- GIVEN RECORDS:
PR #1544, opened 2020-05-19
[RPC] Implementation of RPC infra

aksnzhy:
## Description
Implementation of RPC infra. This pr does not handle ServerSate.

## Checklist
- [x] Code is well-documented


python/dgl/distributed/client.py
```diff
@@ -2,33 +2,155 @@
...
+import time
+import socket
+
+if os.name != 'nt':
+    import fcntl
+    import struct
+
+def local_ip4_addr_list():
+    """Return a set of IPv4 address
+    """
```
jermainewang, line 17: The function is not supported in WIN since `struct` is not imported. Please raise more informative errors.

python/dgl/distributed/client.py
```diff
@@ -2,33 +2,155 @@
...
+
+def get_local_machine_id(server_namebook):
+    """Given server_namebook, find local machine ID
+
+    Parameters
+    ----------
+    server_namebook: dict
+        IP address namebook of server nodes, where key is the server's ID
+        (start from 0) and value is the server's machine_id, IP address,
+        port, and group_count, e.g.,
```
jermainewang, line 37: What is group_count?

python/dgl/distributed/client.py
```diff
@@ -2,33 +2,155 @@
...
+    Returns
+    -------
+    int
+        local machine ID
+    """
+    res = 0
+    for ID, data in server_namebook.items():
+        machine_id = data[0]
+        ip = data[1]
+        if ip in local_ip4_addr_list():
```
jermainewang, line 57: Take the result of  `local_ip4_addr_list()` out of the loop.

python/dgl/distributed/client.py
```diff
@@ -2,33 +2,155 @@
...
+        port, and group_count, e.g.,
+
+          {0:'[0, 172.31.40.143, 30050, 2],
+           1:'[0, 172.31.40.143, 30051, 2],
+           2:'[1, 172.31.36.140, 30050, 2],
+           3:'[1, 172.31.36.140, 30051, 2],
+           4:'[2, 172.31.47.147, 30050, 2],
+           5:'[2, 172.31.47.147, 30051, 2],
+           6:'[3, 172.31.30.180, 30050, 2],
+           7:'[3, 172.31.30.180, 30051, 2]}
```
jermainewang, line 46: What's the stype of the IP addr? string?

python/dgl/distributed/client.py
```diff
@@ -2,33 +2,155 @@
...
+        ip_addr = s.getsockname()[0]
+    except:
+        ip_addr = '127.0.0.1'
+    finally:
+        s.close()
+    s = socket.socket(socket.AF_INET, socket.SOCK_STREAM)
+    s.bind(("", 0))
+    s.listen(1)
+    port = s.getsockname()[1]
+    s.close()
```
jermainewang, line 83: If I have two local processes and they both call this function to get a valid ports, will they collide?

python/dgl/distributed/client.py
```diff
@@ -2,33 +2,155 @@
...
+
+    return ip_addr + ':' + str(port)
+
+def connect_to_server(ip_config, queue_size=20*1024*1024*1024, net_type='socket'):
```
jermainewang, line 87: Please put all constants under `python/dgl/distributed/constants.py` and add necessary docstring.

python/dgl/distributed/client.py
```diff
@@ -2,33 +2,155 @@
...
     Parameters
     ----------
-    server_namebook : ...
-        Server names.
+    ip_config : str
+        Path of server IP configuration file.
+    queue_size : int
+        Size (bytes) of client queue buffer (~20 GB on default).
+        Note that the 20 GB is just an upper-bound and DGL uses zero-copy and
+        it will not allocate 20GB memory at once.
```
jermainewang, line 97: Then maybe call it `max_queue_size`?

python/dgl/distributed/client.py
```diff
@@ -2,33 +2,155 @@
...
+    net_type : str
+        networking type, e.g., 'socket' (on default) or 'mpi' (do not support yet).
```
jermainewang, line 99: `Networking type. Current options are: 'socket'.`

python/dgl/distributed/client.py
```diff
@@ -2,33 +2,155 @@
...
 
     Raises
     ------
     ConnectionError : If anything wrong with the connection.
     """
-    pass
+    assert queue_size > 0, 'queue_size (%d) cannot be a negative number.' % queue_size
+    assert net_type in ('socket', 'mpi'), \
+    'net_type (%s) can only be \'socket\' or \'mpi\'.' % net_type
```
jermainewang, line 107: Remove `mpi` since it is not supported at the moment.

python/dgl/distributed/client.py
```diff
@@ -2,33 +2,155 @@
...
+    for server_id, addr in server_namebook.items():
+        server_ip = addr[1]
+        server_port = addr[2]
+        rpc.add_receiver_addr(server_ip, server_port, server_id)
+    rpc.sender_connect()
+    # Get local usable IP address and port
+    ip_addr = get_local_usable_addr()
+    client_ip, client_port = ip_addr.split(':')
+    # Register client on server
+    # a temp ID because we don't assign client ID yet
```
jermainewang, line 138: `... we haven't assigned ...`

python/dgl/distributed/client.py
```diff
@@ -2,33 +2,155 @@
...
     ------
     ConnectionError : If anything wrong with the connection.
     """
-    pass
+    assert queue_size > 0, 'queue_size (%d) cannot be a negative number.' % queue_size
+    assert net_type in ('socket', 'mpi'), \
+    'net_type (%s) can only be \'socket\' or \'mpi\'.' % net_type
+    # Register some basic service
+    rpc.register_service(rpc.CLIENT_REGISTER,
+                         rpc.ClientRegisterReuqest,
```
jermainewang, line 110: `ClientRegisterReuqest` -> `ClientRegisterRequest`

python/dgl/distributed/rpc.py
```diff
@@ -10,12 +10,159 @@
...
+
+    Parameters
+    ----------
+    filename : str
+        Path of IP configuration file.
+
+    Returns
+    -------
+    dict
+        server namebook. The format is: {[server_id]:[machine_id, ip, port, group_count]}
```
jermainewang, line 47: The key is .... The value is ...

python/dgl/distributed/client.py
```diff
@@ -2,33 +2,155 @@
...
+    queue_size : int
+        Size (bytes) of client queue buffer (~20 GB on default).
+        Note that the 20 GB is just an upper-bound and DGL uses zero-copy and
+        it will not allocate 20GB memory at once.
+    net_type : str
+        networking type, e.g., 'socket' (on default) or 'mpi' (do not support yet).
 
     Raises
     ------
     ConnectionError : If anything wrong with the connection.
```
jermainewang, line 103: Have you properly handled exceptions?

python/dgl/distributed/rpc.py
```diff
@@ -10,12 +10,159 @@
...
+    except:
+        print("Error: data format on each line should be: [ip] [base_port] [server_count]")
+    return server_namebook
+
+def create_sender(msg_queue_size, net_type):
+    """Create rpc sender of this process.
+
+    Parameters
+    ----------
+    msg_queue_size : int
```
jermainewang, line 82: `max_queue_size`

python/dgl/distributed/rpc.py
```diff
@@ -10,12 +10,159 @@
...
+        Size (bytes) of network queue buffer.
+    net_type : str
+        networking type, e.g., 'socket' or 'mpi' (do not support yet).
```
jermainewang, line 85: `Networking type. Current options are: 'socket'.`

python/dgl/distributed/rpc.py
```diff
@@ -10,12 +10,159 @@
...
+
+def create_receiver(msg_queue_size, net_type):
+    """Create rpc receiver of this process.
+
+    Parameters
+    ----------
+    msg_queue_size : int
+        Size (bytes) of network queue buffer.
+    net_type : str
+        networking type, e.g., 'socket' or 'mpi' (do not support yet).
```
jermainewang, line 97: same comments as before

python/dgl/distributed/rpc.py
```diff
@@ -10,12 +10,159 @@
...
+    """Get rpc sender of this process.
+
+    Returns
+    -------
+    c handler
+        sender handler
+    """
+    return _CAPI_DGLRPCGetSender()
+
+def get_receiver():
```
jermainewang, line 111: Do we need `get_sender` and `get_receiver`? They can be retrieved directly in C++ right?

python/dgl/distributed/rpc.py
```diff
@@ -143,8 +299,38 @@ def service_id(self):
...
+
+    @client_id.setter
+    def client_id(self, client_id):
+        """Set client ID"""
+        self._client_id = client_id
+
+    @msg_seq.setter
+    def msg_seq(self, msg_seq):
+        """Set msg_seq"""
+        self._msg_seq = msg_seq
```
jermainewang, line 330: Why adding these properties?

python/dgl/distributed/rpc.py
```diff
@@ -338,6 +550,73 @@ def send_request(target, request):
...
+    Returns
+    -------
+    req : request
+        One request received from the target, or None if it times out.
+
+    Raises
+    ------
+    ConnectionError if there is any problem with the connection.
+    """
+    # TODO(chao): handle timeout
```
jermainewang, line 575: Have you handled it?

python/dgl/distributed/rpc.py
```diff
@@ -458,8 +742,7 @@ def send_rpc_message(msg):
     ------
     ConnectionError if there is any problem with the connection.
     """
-    status = _CAPI_DGLRPCSendRPCMessage(msg)
-    # TODO: handle status flag
+    _CAPI_DGLRPCSendRPCMessage(msg)
```
jermainewang, line 745: Status flag?

python/dgl/distributed/rpc.py
```diff
@@ -482,8 +765,83 @@ def recv_rpc_message(timeout=0):
     ConnectionError if there is any problem with the connection.
     """
     msg = _CAPI_DGLRPCCreateEmptyRPCMessage()
-    status = _CAPI_DGLRPCRecvRPCMessage(timeout, msg)
-    # TODO: handle status flag
+    _CAPI_DGLRPCRecvRPCMessage(timeout, msg)
```
jermainewang, line 768: Status flag?

python/dgl/distributed/server.py
```diff
@@ -2,19 +2,85 @@
...
-def start_server(clients):
-    """Start server.
+import time
 
-    This is a blocking function -- it returns only when the server receives
-    shutdown command from clients.
+from . import rpc
+from .server_state import get_server_state
+
+QUEUE_SIZE = 20*1024*1024*1024
```
jermainewang, line 10: Put all constants in one file.

python/dgl/distributed/server.py
```diff
@@ -2,19 +2,85 @@
...
     ----------
-    clients : ...
-        Client information
+    server_id : int
+        Current server ID (starts from 0).
+    ip_config : str
+        Path of IP configuration file.
+    num_clients : int
+        Total number of clients that will be connected to the server.
+        Note that, we do not support dynamic connection for now.
```
jermainewang, line 25: define what is dynamic connection

python/dgl/distributed/server.py
```diff
@@ -2,19 +2,85 @@
...
+    queue_size : int
+        Size (bytes) of server queue buffer (~20 GB on default).
+        Note that the 20 GB is just an upper-bound because DGL uses zero-copy and
+        it will not allocate 20GB memory at once.
+    net_type : str
+        networking type, e.g., 'socket' (on default) or 'mpi' (do not support yet).
```
jermainewang, line 31: same comment for the `queue_size` and `net_type` as before

src/rpc/rpc.h
```diff
@@ -97,6 +108,38 @@ enum RPCStatus {
...
+
+/*!
+ * \brief Deserialize one meta of RPCMessage from data buffer
+ *
+ * \param msg RPC message to deserilaize
+ * \param buffer buffer holding the serialized data
+ * \param size buffer size
+ * \return has_tensor
+ */
+bool DeserializeRPCMeta(RPCMessage* msg, char* buffer, int64_t size);
```
jermainewang, line 141: You should use the `Write` and `Read` interfaces.

python/dgl/distributed/client.py
zheng-da: this queue size is very large. is it the maximal queue size?

python/dgl/distributed/client.py
```diff
@@ -2,33 +2,155 @@
 
 """Functions used by client."""
```
zheng-da, line 3: i think the file should be called 'rpc_client.py'.

python/dgl/distributed/client.py
```diff
@@ -2,33 +2,155 @@
...
+    # Register some basic service
+    rpc.register_service(rpc.CLIENT_REGISTER,
+                         rpc.ClientRegisterReuqest,
+                         rpc.ClientRegisterResponse)
+    rpc.register_service(rpc.SHUT_DOWN_SERVER,
+                         rpc.ShutDownRequest,
+                         None)
+    server_namebook = rpc.read_ip_config(ip_config)
+    num_servers = len(server_namebook)
+    rpc.set_num_server(num_servers)
```
zheng-da, line 117: so the number of servers doesn't include the backup servers?

python/dgl/distributed/client.py
```diff
@@ -2,33 +2,155 @@
...
+    group_count = []
+    max_machine_id = 0
+    for server_info in server_namebook.values():
+        group_count.append(server_info[3])
+        if server_info[0] > max_machine_id:
+            max_machine_id = server_info[0]
```
zheng-da, line 123: what happens if the server ids given by a user aren't contiguous? should we throw an error? or it can be handled by the system?

python/dgl/distributed/client.py
```diff
@@ -2,33 +2,155 @@
...
+    num_machines = max_machine_id+1
+    machine_id = get_local_machine_id(server_namebook)
+    rpc.create_sender(queue_size, net_type)
+    rpc.create_receiver(queue_size, net_type)
+    # Get connected with all server nodes
+    for server_id, addr in server_namebook.items():
+        server_ip = addr[1]
+        server_port = addr[2]
+        rpc.add_receiver_addr(server_ip, server_port, server_id)
```
zheng-da, line 132: will it be better to call it `add_server_addr`? `add_receiver_addr` is confusing because rpc can be used for both sending and receiving?

python/dgl/distributed/client.py
```diff
@@ -2,33 +2,155 @@
...
+    rpc.sender_connect()
+    # Get local usable IP address and port
+    ip_addr = get_local_usable_addr()
+    client_ip, client_port = ip_addr.split(':')
+    # Register client on server
+    # a temp ID because we don't assign client ID yet
+    rpc.set_rank(0)
```
zheng-da, line 139: why is rank always 0?

python/dgl/distributed/rpc.py
```diff
@@ -10,12 +10,159 @@
...
+    """Read network configuration information of server from file.
+
+    The format of configuration file should be:
+
+        [ip] [base_port] [server_count]
+
+        172.31.40.143 30050 2
+        172.31.36.140 30050 2
+        172.31.47.147 30050 2
+        172.31.30.180 30050 2
```
zheng-da, line 32: network config of clients and the servers are different?

python/dgl/distributed/rpc.py
```diff
@@ -10,12 +10,159 @@
...
+    """
+    _CAPI_DGLRPCCreateSender(int(msg_queue_size), net_type)
+
+def create_receiver(msg_queue_size, net_type):
+    """Create rpc receiver of this process.
+
+    Parameters
+    ----------
+    msg_queue_size : int
+        Size (bytes) of network queue buffer.
```
zheng-da, line 95: max_queue_size

python/dgl/distributed/rpc.py
```diff
@@ -78,7 +235,6 @@ def register_service(service_id, req_cls, res_cls=None):
     if res_cls is not None:
         RESPONSE_CLASS_TO_SERVICE_ID[res_cls] = service_id
     SERVICE_ID_TO_PROPERTY[service_id] = (req_cls, res_cls)
-    # TODO: C registry
```
zheng-da, line 81: we'll need to register C callback later, right?

python/dgl/distributed/rpc.py
```diff
@@ -338,6 +550,73 @@ def send_request(target, request):
...
+    if msg.server_id != get_rank():
+        raise DGLError('Got request sent to server {}, '
+                       'different from my rank {}!'.format(msg.server_id, get_rank()))
+    return req
+
+def send_response(target, msg_seq, response):
+    """Send one response to the target client.
+
+    Serilaize the given response object to an :class`RPCMessage` and send it
+    reached the target or even have left the sender process. However,
```
zheng-da, line 596: i cannot understand the sentence.

python/dgl/distributed/rpc.py
```diff
@@ -338,6 +550,73 @@ def send_request(target, request):
     msg = RPCMessage(service_id, msg_seq, client_id, server_id, data, tensors)
     send_rpc_message(msg)
 
+def recv_request(timeout=0):
```
zheng-da, line 553: how is this different from `recv_response`?

python/dgl/distributed/rpc.py
```diff
@@ -338,6 +550,73 @@ def send_request(target, request):
...
+
+    Raises
+    ------
+    ConnectionError if there is any problem with the connection.
+    """
+    # TODO(chao): handle timeout
+    msg = recv_rpc_message(timeout)
+    if msg is None:
+        return None
+    req_cls, _ = SERVICE_ID_TO_PROPERTY[msg.service_id]
```
zheng-da, line 579: why is this different from the one in `recv_response`?

python/dgl/distributed/rpc.py
```diff
@@ -422,16 +706,16 @@ def remote_call(target_and_requests, timeout=0):
         # recv response
         msg = recv_rpc_message(timeout)
         num_res -= 1
-        if msg is None:
-            continue
```
zheng-da, line 426: this check is invalid?

python/dgl/distributed/rpc.py
zheng-da: what is the status flag?

python/dgl/distributed/rpc.py
```diff
@@ -482,8 +765,83 @@ def recv_rpc_message(timeout=0):
...
+class ClientRegisterReuqest(Request):
+    """This request will send client's ip to server.
+
+    Parameters
+    ----------
+    ip_addr : str
+        client's IP address
+    """
+    def __init__(self, ip_addr):
+        self.ip_addr = ip_addr
```
zheng-da, line 791: it doesn't require a field to indicate the type of requests?

python/dgl/distributed/server.py
```diff
@@ -2,19 +2,85 @@
...
+import time
 
-    This is a blocking function -- it returns only when the server receives
-    shutdown command from clients.
+from . import rpc
+from .server_state import get_server_state
+
+QUEUE_SIZE = 20*1024*1024*1024
+
+def start_server(server_id, ip_config, num_clients, queue_size=QUEUE_SIZE, net_type='socket'):
```
zheng-da, line 12: @jermainewang last time we discussed, you convinced me that we don't need to know the number of clients?

src/rpc/rpc.cc
```diff
@@ -7,25 +7,258 @@
...
+char* SerializeRPCMeta(const RPCMessage& msg, int64_t* size) {
+  int64_t total_size = 0;
+  total_size += sizeof(msg.service_id);
+  total_size += sizeof(msg.msg_seq);
+  total_size += sizeof(msg.client_id);
+  total_size += sizeof(msg.server_id);
+  total_size += sizeof(int64_t);  // data_size
+  total_size += msg.data.size();
+  total_size += sizeof(int8_t);   // has_tensor
+  char* buffer = new char[total_size];
```
zheng-da, line 28: Why not define a structure for this? it'll be much more readable.

src/rpc/rpc.cc
```diff
@@ -7,25 +7,258 @@
...
+      ndarray_meta_msg, msg.server_id), ADD_SUCCESS);
+    // send ndarray count
+    char* ndarray_count = new char[sizeof(int32_t)];
+    *(reinterpret_cast<int32_t*>(ndarray_count)) = msg.tensors.size();
+    network::Message ndarray_count_msg;
+    ndarray_count_msg.data = ndarray_count;
+    ndarray_count_msg.size = sizeof(int32_t);
+    ndarray_count_msg.deallocator = network::DefaultMessageDeleter;
+    CHECK_EQ(RPCContext::ThreadLocal()->sender->Send(
+      ndarray_count_msg, msg.server_id), ADD_SUCCESS);
```
zheng-da, line 127: can we put all metadata in one message?

src/rpc/rpc.cc
```diff
@@ -7,25 +7,258 @@
...
+    // send real ndarray data
+    for (auto ptr : zc_write_strm.buffer_list()) {
+      network::Message ndarray_data_msg;
+      ndarray_data_msg.data = reinterpret_cast<char*>(ptr.data);
+      ndarray_data_msg.size = ptr.size;
+      NDArray tensor = ptr.tensor;
+      ndarray_data_msg.deallocator = [tensor](network::Message*) {};
+      CHECK_EQ(RPCContext::ThreadLocal()->sender->Send(
+        ndarray_data_msg, msg.server_id), ADD_SUCCESS);
```
zheng-da, line 136: so the message doesn't own the memory of the tensors. can this cause memory issues? how do we guarantee that the memory isn't free'd before the data is actually sent out.

src/rpc/rpc.cc
```diff
@@ -7,25 +7,258 @@
...
+    std::vector<void* > buffer_list(ndarray_count);
+    for (int i = 0; i < ndarray_count; ++i) {
+      network::Message ndarray_data_msg;
+      CHECK_EQ(RPCContext::ThreadLocal()->receiver->RecvFrom(
+        &ndarray_data_msg, send_id), REMOVE_SUCCESS);
+      buffer_list[i] = ndarray_data_msg.data;
+    }
+    StringStreamWithBuffer zc_read_strm(&zerocopy_blob, buffer_list);
+    msg->tensors.resize(ndarray_count);
+    static_cast<dmlc::Stream *>(&zc_read_strm)->Read(&msg->tensors);
```
zheng-da, line 176: who owns the memory of the tensors?

python/dgl/distributed/client.py
aksnzhy: Ok, use `rpc_client` and `rpc_server`

python/dgl/distributed/client.py
aksnzhy: group_count means how many servers (main_server + bakcup_server) in total inside a machine.

python/dgl/distributed/client.py
aksnzhy: It's a string. Let's add '' for that

python/dgl/distributed/client.py
aksnzhy: The s.bind() will make sure that only one process can bind successfully. I tested this function on KE for more than 40 processes concurrently and it works well.

python/dgl/distributed/client.py
aksnzhy: It is a maximal size. I will change the name for that.

python/dgl/distributed/client.py
aksnzhy: The exception will be catched by C++ code.

python/dgl/distributed/client.py
aksnzhy: The num_servers = main_server + backup_servers

python/dgl/distributed/client.py
aksnzhy: The server id is created by read_ip_config() API. User will not set any ID of server or client.

python/dgl/distributed/client.py
aksnzhy: Both server and client will have 'sender' and 'receiver'. It's not only used in server-side. The sender and receiver is just a very low-level API and you can just treat them as mpi send and recv.

python/dgl/distributed/client.py
aksnzhy: Because in the beginning, the client doesn't have the ID and it is assigned by the server. 0 is temp ID to connect with server for some initialization.

python/dgl/distributed/rpc.py
aksnzhy: Yes, I think we can remove these two API.

python/dgl/distributed/rpc.py
aksnzhy: Yes.

python/dgl/distributed/rpc.py
aksnzhy: They will use different class for serilaize/de-serialize

python/dgl/distributed/rpc.py
aksnzhy: For now, I haven't handled the timeout.

python/dgl/distributed/rpc.py
aksnzhy: req_cls and res_cls are different classes.

python/dgl/distributed/rpc.py
aksnzhy: These properties will be used in send_response.

python/dgl/distributed/rpc.py
aksnzhy: recv_rpc_message will also return a msg. If no message is coming, the recv() will just be blocked.

src/rpc/rpc.cc
aksnzhy: Yes, I will change it to dmlc serializer.

src/rpc/rpc.cc
aksnzhy: `ndarray_data_msg.deallocator = [tensor](network::Message*) {};` this code own the handler of tensor.

src/rpc/rpc.cc
aksnzhy: The `msg->tensors` will own all the memory. I think this code is done by JJ's `Read(&msg->tensors);`

python/dgl/distributed/rpc.py
zheng-da: from the code perspective, the difference is just the name?

python/dgl/distributed/rpc.py
zheng-da: what if it times out?

src/rpc/rpc.cc
zheng-da: i'm not sure about serializer. i think it's pretty simple
```C
struct struct_name {
  int64_t data_size;
  int8_t has_tensor;
  ...
};

struct_name *o = new struct_name();
o.data_size = ...;
o.has_tensor = ...;
...
```
or you can do something like this:
```C
char *mem = new char[...];
struct_name *o = static_cast<struct_name *>(mem);
...
```
it's more readable and the compiler can help check something.

src/rpc/rpc.cc
zheng-da: ok. i can see it now.

python/dgl/distributed/rpc.py
aksnzhy: For now, I didn't handle times out. The recv will always listen to the port until recv a msg for shutdown.

python/dgl/distributed/rpc.py
aksnzhy: Here are some logic difference. For example, the recv_response will not invoke set_client_id, set_server_id, and set_msg_seq functions.

src/rpc/rpc.h
aksnzhy: @zheng-da @jermainewang Please see the new code

src/rpc/rpc.cc
aksnzhy: Changed.

python/dgl/distributed/rpc.py
aksnzhy: The status has been handled by C++ code.

python/dgl/distributed/rpc_client.py
```diff
@@ -0,0 +1,169 @@
+# pylint: skip-file
```
VoVAllen, line 1: Remove this if it's complete

src/rpc/rpc.cc
```diff
@@ -7,25 +7,150 @@
...
+  // Copy the data for now, can be optimized later
+  memcpy(rpc_meta_buffer, zerocopy_blob.data(), zerocopy_blob.size());
+  int64_t rpc_meta_size = zerocopy_blob.size();
+  network::Message rpc_meta_msg;
+  rpc_meta_msg.data = rpc_meta_buffer;
+  rpc_meta_msg.size = rpc_meta_size;
+  rpc_meta_msg.deallocator = network::DefaultMessageDeleter;
+  CHECK_EQ(RPCContext::ThreadLocal()->sender->Send(
+    rpc_meta_msg, msg.server_id), ADD_SUCCESS);
+  // send ndarray count
```
jermainewang, line 33: Can you append it to the end of the meta data buffer?

src/rpc/rpc.cc
```diff
@@ -7,25 +7,150 @@
...
+    ndarray_data_msg.deallocator = [tensor](network::Message*) {};
+    CHECK_EQ(RPCContext::ThreadLocal()->sender->Send(
+      ndarray_data_msg, msg.server_id), ADD_SUCCESS);
+  }
   return kRPCSuccess;
 }
 
 RPCStatus RecvRPCMessage(RPCMessage* msg, int32_t timeout) {
-  // TODO(???): Implement
+  // ignore timeout now
```
jermainewang, line 56: Use CHECK and raise not supported error.

src/rpc/rpc.cc
```diff
@@ -7,25 +7,150 @@
...
+  network::Message rpc_meta_msg;
+  int send_id;
+  CHECK_EQ(RPCContext::ThreadLocal()->receiver->Recv(
+    &rpc_meta_msg, &send_id), REMOVE_SUCCESS);
+  // Copy the data for now, can be optimized later
```
jermainewang, line 61: `// TODO(chao): ...`  I guess this requires @VoVAllen 's modification on the stream class right?

tests/compute/test_rpc.py
```diff
@@ -73,3 +147,22 @@ def test_rpc_msg():
     assert len(rpcmsg.data) == len(data)
     assert len(rpcmsg.tensors) == 1
     assert F.array_equal(rpcmsg.tensors[0], req.z)
+
+@unittest.skipIf(os.name == 'nt', reason='Do not support windows yet')
+def test_rpc():
+    ip_config = open("ip_config.txt", "w")
+    ip_config.write('127.0.0.1 30050 1\n')
```
jermainewang, line 154: It will be great if we could test more combinations. You could create the task in the project tracker if you don't want to do so at the moment.

python/dgl/distributed/server.py
jermainewang: I guess the `num_clients` is needed during initialization when server#0 needs to assign an ID for each client. Our discussion last time was mainly about the barrier behavior and I remember the conclusion was that full barrier will not be required at the moment.

src/rpc/rpc.cc
VoVAllen: Yes

python/dgl/distributed/rpc.py
zheng-da: but in the future, you need to deal with this case, right? maybe you can keep it so you don't need to add it back?

python/dgl/distributed/rpc_client.py
aksnzhy: Will do that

- YOUR GOAL: Your answer should be a single number: the count of lines in the listing that hold the word "last".

- EXERCISE ANSWER: 2